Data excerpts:

Issue #21546, opened 2023-10-06
Intermittent failure of Perl ptest t/op/sigsystem


wlyu2:
This bug is found and tracked in the Yocto Project (Bug 15136):
https://bugzilla.yoctoproject.org/show_bug.cgi?id=15136

Alexandre Belloni provided the following error output in the above link:
> `# Failed test 3 - Reaped only one process at op/sigsystem.t line 42`
> `FAIL: t/op/sigsystem`

Note that this ptest failure is intermittent. 

This issue is potentially related to the following two currently open issues in Perl:
- https://github.com/Perl/perl5/issues/12802
- https://github.com/Perl/perl5/issues/12896

jkeenan:
p.r. https://github.com/Perl/perl5/pull/21547 has been submitted with reference to this.

jkeenan:
Closed by manual processing of https://github.com/Perl/perl5/pull/21547 in 75d974a58c

PR #21547, opened 2023-10-06
Fix intermittent failure of test t/op/sigsystem.t

wlyu2:
This fix addresses the intermittent failure of the test t/op/sigsystem.t by improving its robustness. Before the fix, this test waits a hard-coded amount of time in the parent process for the child process to exit, and the child process may not be able to exit soon enough. With this fix, the parent process in this test polls for whether the SIGCHLD handler reaped the child process for at most 25 seconds.

### DIFF
--- a/t/op/sigsystem.t
+++ b/t/op/sigsystem.t
@@ -37,7 +37,15 @@ SKIP: {
     test_system('with reaper');
 
     note("Waiting briefly for SIGCHLD...");
-    Time::HiRes::sleep(0.500);
+
+    # Wait at most 50 * 0.500 = 25.0 seconds for the child process to be 
+    # reaped. If the child process exits and gets reaped early, this polling
+    # loop will exit early. 
+
+    for (1..50) {
+	last if @pids;
+	Time::HiRes::sleep(0.500);
+    }
 
     ok(@pids == 1, 'Reaped only one process');
     ok($pids[0] == $pid, "Reaped the right process.") or diag(Dumper(\@pids));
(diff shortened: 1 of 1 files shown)


t/op/sigsystem.t
```diff
@@ -19,10 +19,12 @@ SKIP: {
     require Time::HiRes;
 
     my @pids;
+    my $reaped_child = 0;
```
mauke: I don't think you need this variable. Instead of testing `if $reaped_child`, you could just test `if @pids`.

t/op/sigsystem.t
```diff
@@ -50,8 +60,11 @@ sub test_system {
     my $got_zeroes      = 0;
 
     # This test is looking for a race between system()'s waitpid() and a
-    # signal handler.    Looping a few times increases the chances of
-    # catching the error.
+    # signal handler. The system() call is expected to not interfere with the 
+    # SIGCHLD signal handler. In particular, the wait() called within system() 
+    # is expected to reap the child process forked by system() before the 
+    # SIGCHLD signal handler is called. 
+    # Looping a few times increases the chances of # catching the error.
```
jkeenan: You should remove the second '`#`' character in line 67 above.

t/op/sigsystem.t
wlyu2: Good suggestion. Thanks!

t/op/sigsystem.t
wlyu2: Will fix this typo.

wlyu2:
The updated branch now addresses the above comments.

jkeenan:
> The updated branch now addresses the above comments.

Please run `perl Porting/updateAUTHORS.pl` so that we get your name and email address into `AUTHORS`.  Verify that all the metadata is correct by running `make test_porting` before re-pushing.  Thanks.

List:  apart from metadata questions, is this p.r. correct?

tonycoz:
It looks fine to me.

Fixes #21546 <- so merging closes the ticket

jkeenan:
> > The updated branch now addresses the above comments.
> 
> Please run `perl Porting/updateAUTHORS.pl` so that we get your name and email address into `AUTHORS`. Verify that all the metadata is correct by running `make test_porting` before re-pushing. Thanks.
> 

I took care of this manually and merged in commit 75d974a58c.  Thanks for your contribution.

— GOAL OF THE EXERCISE —
Reproduce the entries exactly, each one as given.

— ANSWER TO THIS PROBLEM —
Issue #21546, opened 2023-10-06
Intermittent failure of Perl ptest t/op/sigsystem


wlyu2:
This bug is found and tracked in the Yocto Project (Bug 15136):
https://bugzilla.yoctoproject.org/show_bug.cgi?id=15136

Alexandre Belloni provided the following error output in the above link:
> `# Failed test 3 - Reaped only one process at op/sigsystem.t line 42`
> `FAIL: t/op/sigsystem`

Note that this ptest failure is intermittent. 

This issue is potentially related to the following two currently open issues in Perl:
- https://github.com/Perl/perl5/issues/12802
- https://github.com/Perl/perl5/issues/12896

jkeenan:
p.r. https://github.com/Perl/perl5/pull/21547 has been submitted with reference to this.

jkeenan:
Closed by manual processing of https://github.com/Perl/perl5/pull/21547 in 75d974a58c

PR #21547, opened 2023-10-06
Fix intermittent failure of test t/op/sigsystem.t

wlyu2:
This fix addresses the intermittent failure of the test t/op/sigsystem.t by improving its robustness. Before the fix, this test waits a hard-coded amount of time in the parent process for the child process to exit, and the child process may not be able to exit soon enough. With this fix, the parent process in this test polls for whether the SIGCHLD handler reaped the child process for at most 25 seconds.

### DIFF
--- a/t/op/sigsystem.t
+++ b/t/op/sigsystem.t
@@ -37,7 +37,15 @@ SKIP: {
     test_system('with reaper');
 
     note("Waiting briefly for SIGCHLD...");
-    Time::HiRes::sleep(0.500);
+
+    # Wait at most 50 * 0.500 = 25.0 seconds for the child process to be 
+    # reaped. If the child process exits and gets reaped early, this polling
+    # loop will exit early. 
+
+    for (1..50) {
+	last if @pids;
+	Time::HiRes::sleep(0.500);
+    }
 
     ok(@pids == 1, 'Reaped only one process');
     ok($pids[0] == $pid, "Reaped the right process.") or diag(Dumper(\@pids));
(diff shortened: 1 of 1 files shown)


t/op/sigsystem.t
```diff
@@ -19,10 +19,12 @@ SKIP: {
     require Time::HiRes;
 
     my @pids;
+    my $reaped_child = 0;
```
mauke: I don't think you need this variable. Instead of testing `if $reaped_child`, you could just test `if @pids`.

t/op/sigsystem.t
```diff
@@ -50,8 +60,11 @@ sub test_system {
     my $got_zeroes      = 0;
 
     # This test is looking for a race between system()'s waitpid() and a
-    # signal handler.    Looping a few times increases the chances of
-    # catching the error.
+    # signal handler. The system() call is expected to not interfere with the 
+    # SIGCHLD signal handler. In particular, the wait() called within system() 
+    # is expected to reap the child process forked by system() before the 
+    # SIGCHLD signal handler is called. 
+    # Looping a few times increases the chances of # catching the error.
```
jkeenan: You should remove the second '`#`' character in line 67 above.

t/op/sigsystem.t
wlyu2: Good suggestion. Thanks!

t/op/sigsystem.t
wlyu2: Will fix this typo.

wlyu2:
The updated branch now addresses the above comments.

jkeenan:
> The updated branch now addresses the above comments.

Please run `perl Porting/updateAUTHORS.pl` so that we get your name and email address into `AUTHORS`.  Verify that all the metadata is correct by running `make test_porting` before re-pushing.  Thanks.

List:  apart from metadata questions, is this p.r. correct?

tonycoz:
It looks fine to me.

Fixes #21546 <- so merging closes the ticket

jkeenan:
> > The updated branch now addresses the above comments.
> 
> Please run `perl Porting/updateAUTHORS.pl` so that we get your name and email address into `AUTHORS`. Verify that all the metadata is correct by running `make test_porting` before re-pushing. Thanks.
> 

I took care of this manually and merged in commit 75d974a58c.  Thanks for your contribution.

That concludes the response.